■ Task requirements
Print the records below exactly, leaving out nothing.
BEGIN Records provided
PR #40805, opened 2022-02-04
[9.x] Add isolatedTransaction() method for transactions

reziamini:
Now we can't use a specific isolation level for our transaction.
We can just set a default isolation level in our configs.
With this new `isolatedTransaction()` method, we can easily pass our isolation level without touching config files and customize them.

These new methods don't have any breaking changes, and they work separately.

Also, SQLite cannot support ISOLATION LEVEL unlike SQL Server, MySQL, and PostgreSQL.

Because of that, we skip the isolation level for SQLite, but if we use `SQLite` in our test environment everything works properly!

Example: 
```php

DB::isolatedTransaction('SERIALIZABLE', function(){
    DB::table('users')->update([
        'transaction_count' => $user->transaction_count++,
    ]);
    
    DB::table('transaction')->insert([
        'user_id' => 1,
        'price' => 999.99
    ]);

    return DB::table('transactions')->count('id');
});

```

There are some documentations to set the isolation level for the current transaction:
[SQL Server](https://docs.microsoft.com/en-us/sql/t-sql/statements/set-transaction-isolation-level-transact-sql?view=sql-server-ver15) 
[MySQL](https://dev.mysql.com/doc/refman/5.6/en/set-transaction.html)
[PostgreSQL](https://www.postgresql.org/docs/9.3/sql-set-transaction.html)

### DIFF
--- a/src/Illuminate/Database/Concerns/ManagesTransactions.php
+++ b/src/Illuminate/Database/Concerns/ManagesTransactions.php
@@ -65,6 +65,23 @@ trait ManagesTransactions
     }
 
     /**
+     * Execute a transaction using isolation level
+     *
+     * @param  string  $isolationLevel
+     * @param  \Closure  $callback
+     * @param  int  $attempts
+     * @return mixed
+     *
+     * @throws \Throwable
+     */
+    public function isolatedTransaction($isolationLevel, Closure $callback, $attempts = 1)
+    {
+        $this->prepareIsolationLevel($isolationLevel);
+
+        return $this->transaction($callback, $attempts);
+    }
+
+    /**
      * Handle an exception encountered when running a transacted statement.
      *
      * @param  \Throwable  $e
@@ -330,5 +347,23 @@ trait ManagesTransactions
         }
 
         throw new RuntimeException('Transactions Manager has not been set.');
+    }
+
+
+    /**
+     * Set isolation level for current transaction
+     *
+     * @param string $isolationLevel
+     * @return void
+     */
+    protected function prepareIsolationLevel($isolationLevel)
+    {
+        if($this->getDriverName() == 'sqlite'){
+            return;
+        }
+
+        $query = $this->getQueryGrammar()->compileIsolationLevel($isolationLevel);
+
+        $this->getPdo()->prepare($query)->execute();
     }
 }
--- a/src/Illuminate/Database/Concerns/ManagesTransactions.php
+++ b/src/Illuminate/Database/Concerns/ManagesTransactions.php
@@ -65,7 +65,7 @@ trait ManagesTransactions
     }
 
     /**
-     * Execute a transaction using isolation level
+     * Execute a transaction using isolation level.
      *
      * @param  string  $isolationLevel
      * @param  \Closure  $callback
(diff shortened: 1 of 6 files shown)


imanghafoori1:
Provide a sample usage of new methods

rezaamini-ir:
@imanghafoori1 Edited.

imanghafoori1 (commented):
Nice

src/Illuminate/Database/Concerns/ManagesTransactions.php
```diff
@@ -331,4 +348,21 @@ public function afterCommit($callback)
...
+
+    /**
+     * Set isolation level for current transaction.
+     *
+     * @param  string  $isolationLevel
+     * @return void
+     */
+    protected function prepareIsolationLevel($isolationLevel)
+    {
+        if ($this->getDriverName() === 'sqlite') {
```
coderkoala, line 360: Instead of bailing only in case of sqlite, wouldn't it be smarter to implement a switch case, with fallback also returning in case of an unknown database driver being used?

I may be wrong, but some other database driver could pose a problem that doesn't support the feature might break functionality(although it'd entirely be the implementer's fault). I'm well aware Laravel Officially only support MySQL, PG, MSSQL and SQLite. Within official support, though, the argument is moot.

What are your thoughts on it?

rezaamini-ir:
image

@taylorotwell It will just affect on current transaction.

The photo comes from Postgres doc, but in other databases, it's the same as Postgres.

src/Illuminate/Database/Concerns/ManagesTransactions.php
rezaamini-ir: I guess with the new commit, it got fixed.

taylorotwell:
But isn't this statement run before the transaction has started in your PR? What transaction is it affecting?

rezaamini-ir:
@taylorotwell 
Here is an example of how does it work:
When we want to change the isolation level we have to first execute this SQL code:
```sql
SET TRANSACTION ISOLATION LEVEL SERIALIZABLE;
```

Now, we can begin our transaction:
```sql
BEGIN;

   SELECT `whatever` FROM `anywhere`

COMMIT;
```

And when we call `isolatedTransaction` method, it will first execute the first query, then start the transaction.
And the first query only affect the coming transaction.

taylorotwell:
From Postgres docs:

> If SET TRANSACTION is executed without a prior START TRANSACTION or BEGIN, it emits a warning and otherwise has no effect.

rezaamini-ir:
Oh, that's right.

It was my mistake with Postgres.

We need to use `start` instead of `set` to change the incoming transaction isolation in Postgres to not affect other transactions.

Here is an example with Postgres queries:

```sql

START TRANSACTION ISOLATION LEVEL SERIALIZABLE;

BEGIN;
	SHOW TRANSACTION ISOLATION LEVEL; // serializable
COMMIT;

START TRANSACTION ISOLATION LEVEL READ UNCOMMITTED;

BEGIN;
	SHOW TRANSACTION ISOLATION LEVEL; // read uncommited
COMMIT;

BEGIN;
	SHOW TRANSACTION ISOLATION LEVEL; // default level: read committed
COMMIT;
```

I will send new commits to fix this out.

taylorotwell:
This still isn't quite right. You are now starting 2 transactions on Postgres.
END Records provided
■ Final answer
PR #40805, opened 2022-02-04
[9.x] Add isolatedTransaction() method for transactions

reziamini:
Now we can't use a specific isolation level for our transaction.
We can just set a default isolation level in our configs.
With this new `isolatedTransaction()` method, we can easily pass our isolation level without touching config files and customize them.

These new methods don't have any breaking changes, and they work separately.

Also, SQLite cannot support ISOLATION LEVEL unlike SQL Server, MySQL, and PostgreSQL.

Because of that, we skip the isolation level for SQLite, but if we use `SQLite` in our test environment everything works properly!

Example: 
```php

DB::isolatedTransaction('SERIALIZABLE', function(){
    DB::table('users')->update([
        'transaction_count' => $user->transaction_count++,
    ]);
    
    DB::table('transaction')->insert([
        'user_id' => 1,
        'price' => 999.99
    ]);

    return DB::table('transactions')->count('id');
});

```

There are some documentations to set the isolation level for the current transaction:
[SQL Server](https://docs.microsoft.com/en-us/sql/t-sql/statements/set-transaction-isolation-level-transact-sql?view=sql-server-ver15) 
[MySQL](https://dev.mysql.com/doc/refman/5.6/en/set-transaction.html)
[PostgreSQL](https://www.postgresql.org/docs/9.3/sql-set-transaction.html)

### DIFF
--- a/src/Illuminate/Database/Concerns/ManagesTransactions.php
+++ b/src/Illuminate/Database/Concerns/ManagesTransactions.php
@@ -65,6 +65,23 @@ trait ManagesTransactions
     }
 
     /**
+     * Execute a transaction using isolation level
+     *
+     * @param  string  $isolationLevel
+     * @param  \Closure  $callback
+     * @param  int  $attempts
+     * @return mixed
+     *
+     * @throws \Throwable
+     */
+    public function isolatedTransaction($isolationLevel, Closure $callback, $attempts = 1)
+    {
+        $this->prepareIsolationLevel($isolationLevel);
+
+        return $this->transaction($callback, $attempts);
+    }
+
+    /**
      * Handle an exception encountered when running a transacted statement.
      *
      * @param  \Throwable  $e
@@ -330,5 +347,23 @@ trait ManagesTransactions
         }
 
         throw new RuntimeException('Transactions Manager has not been set.');
+    }
+
+
+    /**
+     * Set isolation level for current transaction
+     *
+     * @param string $isolationLevel
+     * @return void
+     */
+    protected function prepareIsolationLevel($isolationLevel)
+    {
+        if($this->getDriverName() == 'sqlite'){
+            return;
+        }
+
+        $query = $this->getQueryGrammar()->compileIsolationLevel($isolationLevel);
+
+        $this->getPdo()->prepare($query)->execute();
     }
 }
--- a/src/Illuminate/Database/Concerns/ManagesTransactions.php
+++ b/src/Illuminate/Database/Concerns/ManagesTransactions.php
@@ -65,7 +65,7 @@ trait ManagesTransactions
     }
 
     /**
-     * Execute a transaction using isolation level
+     * Execute a transaction using isolation level.
      *
      * @param  string  $isolationLevel
      * @param  \Closure  $callback
(diff shortened: 1 of 6 files shown)


imanghafoori1:
Provide a sample usage of new methods

rezaamini-ir:
@imanghafoori1 Edited.

imanghafoori1 (commented):
Nice

src/Illuminate/Database/Concerns/ManagesTransactions.php
```diff
@@ -331,4 +348,21 @@ public function afterCommit($callback)
...
+
+    /**
+     * Set isolation level for current transaction.
+     *
+     * @param  string  $isolationLevel
+     * @return void
+     */
+    protected function prepareIsolationLevel($isolationLevel)
+    {
+        if ($this->getDriverName() === 'sqlite') {
```
coderkoala, line 360: Instead of bailing only in case of sqlite, wouldn't it be smarter to implement a switch case, with fallback also returning in case of an unknown database driver being used?

I may be wrong, but some other database driver could pose a problem that doesn't support the feature might break functionality(although it'd entirely be the implementer's fault). I'm well aware Laravel Officially only support MySQL, PG, MSSQL and SQLite. Within official support, though, the argument is moot.

What are your thoughts on it?

rezaamini-ir:
image

@taylorotwell It will just affect on current transaction.

The photo comes from Postgres doc, but in other databases, it's the same as Postgres.

src/Illuminate/Database/Concerns/ManagesTransactions.php
rezaamini-ir: I guess with the new commit, it got fixed.

taylorotwell:
But isn't this statement run before the transaction has started in your PR? What transaction is it affecting?

rezaamini-ir:
@taylorotwell 
Here is an example of how does it work:
When we want to change the isolation level we have to first execute this SQL code:
```sql
SET TRANSACTION ISOLATION LEVEL SERIALIZABLE;
```

Now, we can begin our transaction:
```sql
BEGIN;

   SELECT `whatever` FROM `anywhere`

COMMIT;
```

And when we call `isolatedTransaction` method, it will first execute the first query, then start the transaction.
And the first query only affect the coming transaction.

taylorotwell:
From Postgres docs:

> If SET TRANSACTION is executed without a prior START TRANSACTION or BEGIN, it emits a warning and otherwise has no effect.

rezaamini-ir:
Oh, that's right.

It was my mistake with Postgres.

We need to use `start` instead of `set` to change the incoming transaction isolation in Postgres to not affect other transactions.

Here is an example with Postgres queries:

```sql

START TRANSACTION ISOLATION LEVEL SERIALIZABLE;

BEGIN;
	SHOW TRANSACTION ISOLATION LEVEL; // serializable
COMMIT;

START TRANSACTION ISOLATION LEVEL READ UNCOMMITTED;

BEGIN;
	SHOW TRANSACTION ISOLATION LEVEL; // read uncommited
COMMIT;

BEGIN;
	SHOW TRANSACTION ISOLATION LEVEL; // default level: read committed
COMMIT;
```

I will send new commits to fix this out.

taylorotwell:
This still isn't quite right. You are now starting 2 transactions on Postgres.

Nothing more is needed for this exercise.